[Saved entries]
************

PR #110, opened 2015-05-11
Increase EC2 metadata timeout to 2 seconds

charleso:
I'm assuming it wasn't intentional to make it 2 _microseconds_? What was the expected value?

### DIFF
--- a/amazonka/src/Network/AWS/EC2/Metadata.hs
+++ b/amazonka/src/Network/AWS/EC2/Metadata.hs
@@ -325,5 +325,5 @@ get m url = ExceptT . liftIO $ req `catch` err
 request :: Manager -> Text -> IO ByteString
 request m url = do
     rq <- parseUrl (Text.unpack url)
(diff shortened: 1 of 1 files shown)


brendanhay:
Hah, no it should not be 2 microseconds! :smile: The joy of `threadDelay` typos.

brendanhay:
Looking at the code, I think in hindsight it's a poor idea to update the timeout value when the function takes a `Manager`, since it prevents anyone from setting their own timeout. While in my experience `30s` is too high to retrieve instance metadata, I'd probably rather remove it and let people specify whatever they want.

charleso:
@brendanhay Happy to remove the timeout completely if you're OK with that?

brendanhay:
Go for it!

brendanhay:
:+1:

charleso:
@brendanhay Have updated, let me know if that looks OK. Also happy to add a comment somewhere you think is appropriate.

PR #123, opened 2015-06-25
gen: create AWSPager instance for all request types

proger:
This allows code to uniformly use conduits with `paginate`.

### DIFF
--- a/gen/templates/_include/pager.ede
+++ b/gen/templates/_include/pager.ede
@@ -36,4 +36,8 @@ instance AWSPager {{ request.name }} where
         {{ token.key }} = rs ^. {{ token.value.output }}
    {% endfor %}
   {% endcase %}
+{% else %}
+
+instance AWSPager {{ request.name }} where
+  page _ _ = Nothing
 {% endif %}


brendanhay:
The intent with `paginate/AWSPager` vs `send/AWSRequest`  was to make it clear at the type/constraint level whether an operation returns multiple results or not. If that difference doesn't exist then a user would naively have to assume _every_ operation potentially has multiple results and be prepared to handle this case - effectively rendering `paginate` as the only safe way to exhaustively handle the remote API in the naive case.

I'd rather think about introducing a separate way to abstract over the one-or-many case to keep the above distinction apparent, if that makes sense?

proger:
The idea of having a separate type explicitly specify that the request is subject to pagination is quite sound, however I'm afraid it's going to drag boilerplate code to every project that uses lots of `Describe*` actions (looks like not every `Describe` action supports pagination — which is a bit weird). 

So far the easiest way for me was to simply derive 4-5 orphans.

I'm going to close this and probably reopen if I come up with something smart that's upstreamable.

brendanhay:
I recently explored making more of the logic [configurable](https://github.com/brendanhay/amazonka/blob/fa87a87eef0cbe865732158a9e5f9ef9c57801ae/amazonka/src/Control/Monad/Trans/AWS.hs#L148), such as endpoints, signers, and so forth. Perhaps a similar thing could be achieved with the pagination? That way you could either use the implicit pagination logic via the `AWSPager` class if it's available, or provide some general mechanism for paging.

A completely incorrectly typed example:

```haskell
send :: AWSRequest a => a -> Rs a
send rq = ...

paginate :: AWSPager a => a -> Source (Rs a) ()
paginate rq = paginateWith (pager rq) rq

paginateWith :: AWSRequest a => (a -> Rs a -> Maybe a) -> a -> Source (Rs a) ()
paginateWith f rq = ...
```

That way I guess you could define your own class + instances like:

```haskell
class AWSRequest a => MyPager a where
    myPager :: a -> Rs a -> Maybe a

instance MyPager RunInstance where
    myPager x _ = Just x

myPaginate :: MyPager a => a -> Source (Rs a) ()
myPaginate rq = paginateWith (myPager rq) rq
```

Although after typing all that out, it does seem somewhat boilerplate-y anyway.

************

** WORK INSTRUCTION **
State the number of lines in the data that contain the word "amazonka", offering no other text.

** YOUR RESPONSE **
3